PR #28497, opened 2026-07-06
fix(builder): replace editors control with "Become an editor" for non-editor admins

rfrenoy:
## Description

Ticket: https://github.com/dust-tt/tasks/issues/9418

Replace the editors dialog with "Become an editor" button when current user is an admin without edit rights on the agent or skill. Moved the common logic into a shared `BuilderEditorGateContext.tsx` helper.

## Tests

Local
## Risk

Low

## Deploy Plan

Front


philipperolet (commented):
👋 thanks for looking at that
Admins are supposed to click the "Become an editor" button
Imo it's a bit trapdoory to have an "isCurrentEditor" depend on the form control, I'd assume using dev tools you could make yourself an editor in the form and then save, so non-admins could add themselves as editor no?

Maybe a 80/20 here would be to repeat the banner from the agent inside the editors dialog

rfrenoy:
@philipperolet 

> Imo it's a bit trapdoory to have an "isCurrentEditor" depend on the form control, I'd assume using dev tools you could make yourself an editor in the form and then save, so non-admins could add themselves as editor no?

It is gated on the backend, so I don't see a risk there, a user using dev tools would get a 403 when saving.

▶ Work item
Quote the data above in full, changing nothing.

▶ Solution for this exercise
PR #28497, opened 2026-07-06
fix(builder): replace editors control with "Become an editor" for non-editor admins

rfrenoy:
## Description

Ticket: https://github.com/dust-tt/tasks/issues/9418

Replace the editors dialog with "Become an editor" button when current user is an admin without edit rights on the agent or skill. Moved the common logic into a shared `BuilderEditorGateContext.tsx` helper.

## Tests

Local
## Risk

Low

## Deploy Plan

Front


philipperolet (commented):
👋 thanks for looking at that
Admins are supposed to click the "Become an editor" button
Imo it's a bit trapdoory to have an "isCurrentEditor" depend on the form control, I'd assume using dev tools you could make yourself an editor in the form and then save, so non-admins could add themselves as editor no?

Maybe a 80/20 here would be to repeat the banner from the agent inside the editors dialog

rfrenoy:
@philipperolet 

> Imo it's a bit trapdoory to have an "isCurrentEditor" depend on the form control, I'd assume using dev tools you could make yourself an editor in the form and then save, so non-admins could add themselves as editor no?

It is gated on the backend, so I don't see a risk there, a user using dev tools would get a 403 when saving.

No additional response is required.